IMMIGRATION ET NATIONALITE

  • Renvoi des faux réfugiés; fin des régularisations de sans-papiers et exécution effective des ordres de quitter le territoire pour les indésirables. Statuts de réfugié réservé à ceux qui ont eu une activité réelle en faveur des Droits de l’homme dans leur pays. Arrêt réel de l’immigration.
  • Restriction stricte du regroupement familial ; lutte contre les mariages forcés et la polygamie. Parcours d’intégration complet obligatoire. L’objectif est l’assimilation des populations immigrées.

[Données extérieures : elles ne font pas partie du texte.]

PR #10037, opened 2023-11-08
kafka(ticdc): claim check do not use filepath join to build the full file path.

### LINKED ISSUE #10036: claim check file full path is not correct since duplicate slash is clean up
`filepath.join` is used to build the file full path, it makes the `s3://` to `s3:/`, this is not expected.

3AceShowHand:

Issue Number: close #10036

#### Tests 

 - Unit test
 - Integration test

### Release note 

```release-note
`None`
```

### DIFF
--- a/pkg/sink/kafka/claimcheck/claim_check.go
+++ b/pkg/sink/kafka/claimcheck/claim_check.go
@@ -16,6 +16,7 @@ package claimcheck
 import (
 	"context"
 	"encoding/json"
+	"strings"
 	"time"
 
 	"github.com/google/uuid"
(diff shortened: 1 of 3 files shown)


sdojjy (approved):

pkg/sink/kafka/claimcheck/claim_check.go
```diff
@@ -102,7 +101,7 @@ func (c *ClaimCheck) WriteMessage(ctx context.Context, key, value []byte, fileNa
 
 // FileNameWithPrefix returns the file name with prefix, the full path.
 func (c *ClaimCheck) FileNameWithPrefix(fileName string) string {
-	return filepath.Join(c.storage.URI(), fileName)
+	return c.storage.URI() + "/" + fileName
```
CharlesCheung96, line 104: Please add unit test to cover this function.

nongfushanquan: if the configure end with "/", whether it is still work?

hicqu (approved):

CharlesCheung96 (approved):

Issue #9419, opened 2023-07-21
Always upload schema after creating changefeed


Lloyd-Pottiger:
### Is your feature request related to a problem?

Now, when we execute a DML after changefeed was created, cdc storage sink will upload current schema to external storage.

But, when we execute a DDL at once after changefeed was created, cdc storage sink only upload the schema after ddl. So we can not get the original schema from external storage.

### Describe the feature you'd like

CDC storage sink always upload schema after creating changefeed.

PR #10045, opened 2023-11-09
ddlManager (ticdc): add bootstrap sending function

### LINKED ISSUE #10107: DDL manager sends bootstrap events

as title.

as title.

_No response_

_No response_

asddongmen:

Issue Number: ref #9898 close #10107

#### Tests 

 - Unit test
 - Integration test
 - No code

### Release note 

```release-note
None
```


cdc/owner/ddl_sink.go
```diff
@@ -54,6 +54,7 @@ type DDLSink interface {
 	// the DDL event will be sent to another goroutine and execute to downstream
 	// the caller of this function can call again and again until a true returned
 	emitDDLEvent(ctx context.Context, ddl *model.DDLEvent) (bool, error)
+	emitBootstrapEvent(ctx context.Context, ddl *model.DDLEvent) error
```
3AceShowHand, line 57: can we use the `emitDDLEvent` directly ?

asddongmen: I have tried, but it will bring some complexity into the `emitDDLEvent` interface.

cdc/owner/ddl_manager.go
```diff
@@ -184,6 +198,18 @@ func (m *ddlManager) tick(
 	checkpointTs model.Ts,
 	tableCheckpoint map[model.TableName]model.Ts,
 ) ([]model.TableID, *schedulepb.BarrierWithMinTs, error) {
+	// needBootstrap is true when the the downstream is kafka
+	// and the protocol is simple protocol.
+	if m.needBootstrap {
```
CharlesCheung96, line 203: it is more appropriate to make it configurable, since other scenarios require this feature as well. Ref: https://github.com/pingcap/tiflow/issues/9419.

cdc/owner/ddl_sink.go
```diff
@@ -384,6 +385,21 @@ func (s *ddlSinkImpl) emitDDLEvent(ctx context.Context, ddl *model.DDLEvent) (bo
...
+func (s *ddlSinkImpl) emitBootstrapEvent(ctx context.Context, ddl *model.DDLEvent) error {
+	if !ddl.IsBootstrap {
+		return nil
+	}
+	err := s.sink.WriteDDLEvent(ctx, ddl)
+	if err != nil {
+		return errors.Trace(err)
+	}
+	// TODO: change this log to debug level after testing complete.
+	log.Info("emit bootstrap event", zap.Any("bootstrapEvent", ddl))
```
CharlesCheung96, line 399: Please output changefeed and namaspace.

cdc/owner/ddl_sink.go
CharlesCheung96: It seems that `emitDDLEvent` will not be called until `emitBootstrapEvent` completes, and the only difference between them is whether or not the caller is blocked, so perhaps this behavior could be controlled by adding an argument to `emitDDLEvent`?

cdc/owner/ddl_sink.go
```diff
@@ -384,6 +385,21 @@ func (s *ddlSinkImpl) emitDDLEvent(ctx context.Context, ddl *model.DDLEvent) (bo
 	return false, nil
 }
 
+// emitBootstrapEvent sent bootstrap event to downstream.
+// It is a synchronous operation.
+func (s *ddlSinkImpl) emitBootstrapEvent(ctx context.Context, ddl *model.DDLEvent) error {
+	if !ddl.IsBootstrap {
+		return nil
+	}
+	err := s.sink.WriteDDLEvent(ctx, ddl)
```
CharlesCheung96, line 394: Does addSpecialComment need to be called before writing ddl?

cdc/owner/ddl_manager.go
```diff
@@ -184,6 +198,18 @@ func (m *ddlManager) tick(
 	checkpointTs model.Ts,
 	tableCheckpoint map[model.TableName]model.Ts,
 ) ([]model.TableID, *schedulepb.BarrierWithMinTs, error) {
+	// needBootstrap is true when the the downstream is kafka
```
3AceShowHand, line 201:
```suggestion
	// needBootstrap is true when the downstream is kafka
```

cdc/owner/ddl_manager.go
```diff
@@ -184,6 +198,18 @@ func (m *ddlManager) tick(
...
+	// and the protocol is simple protocol.
+	if m.needBootstrap {
+		ok, err := m.checkAndBootstrap(ctx)
```
3AceShowHand, line 204: It looks that the `checkAndBootstrap` is called on every tick if the `needBootstrap` is true.

can we simplify this?

cdc/owner/ddl_manager.go
```diff
@@ -598,6 +624,53 @@ func (m *ddlManager) cleanCache() {
...
+	if atomic.LoadInt32(&m.bootstrapState) == int32(bootstrapStateRunning) {
+		return false, nil
+	}
+	// begin bootstrap
+	atomic.StoreInt32(&m.bootstrapState, int32(bootstrapStateRunning))
+	tables, err := m.allTables(ctx)
+	if err != nil {
+		return false, err
+	}
+	var bootstrapEvents []*model.DDLEvent
```
3AceShowHand, line 647: the length of the `bootstrapEvents` is known, initialized the slice with length to avoid reallocation here.

cdc/owner/ddl_manager.go
```diff
@@ -598,6 +624,53 @@ func (m *ddlManager) cleanCache() {
...
+		for _, event := range bootstrapEvents {
+			err := m.ddlSink.emitBootstrapEvent(ctx, event)
+			if err != nil {
+				log.Error("emit bootstrap event failed",
+					zap.Any("bootstrapEvent", event), zap.Error(err))
+				atomic.StoreInt32(&m.bootstrapState, int32(bootstrapStateNone))
+				m.errCh <- err
+				return
+			}
+			atomic.StoreInt32(&m.bootstrapState, int32(bootstrapStateCompleted))
```
3AceShowHand, line 668: When the bootstrap state should be completed? 

For one bootstrap event is sent or all the bootstrap events are sent ?

3AceShowHand: Shall we move L668 outside of the loop ?

cdc/owner/ddl_manager.go
```diff
@@ -598,6 +624,53 @@ func (m *ddlManager) cleanCache() {
...
+		ddlEvent := &model.DDLEvent{
+			StartTs:     m.startTs,
+			CommitTs:    m.startTs,
+			TableInfo:   table,
+			IsBootstrap: true,
+		}
+		bootstrapEvents = append(bootstrapEvents, ddlEvent)
+	}
+	// send bootstrap events
+	go func() {
```
3AceShowHand, line 658: Why do we have to send bootstrap events in another goroutine?

cdc/owner/ddl_manager.go
asddongmen: It is configured by a parameters when the ddl_manager was created.

cdc/owner/ddl_sink.go
asddongmen: It shouldn't, because it is not a ddl actually.

cdc/owner/ddl_manager.go
asddongmen: After bootstrap complete, the `checkAndBootstrap ` will return immediately when it is called.

cdc/owner/ddl_manager.go
asddongmen: Otherwise it will block the whole `Owner.Tick()` loop.

cdc/owner/ddl_manager.go
3AceShowHand: It looks it's set after the first one bootstrap event is sent at the moment.

cdc/owner/ddl_manager.go
3AceShowHand: It looks cannot guarantee that all bootstrap events are sent before other event ?

asddongmen: No, it can.
If `!bootstrapStateCompleted`, the ddlBarrierTs would not advance by ddlManager, so other event will not be sent.

cdc/owner/ddl_sink.go
asddongmen: I also think it is better to separate this two function.

cdc/owner/ddl_manager.go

  • Perte de la nationalité belge pour les binationaux extra-européens qui refusent d’abandonner leur nationalité d’origine. Perte de nationalité belge automatique pour ceux qui effectuent un service militaire dans un autre pays. Fin de l’acquisition automatique de la nationalité belge qui s’hérite ou se mérite.
  • Après un an de séjour légal, suppression de la possibilité de faire appel à un interprète dans les rapports avec l’administration et la Justice.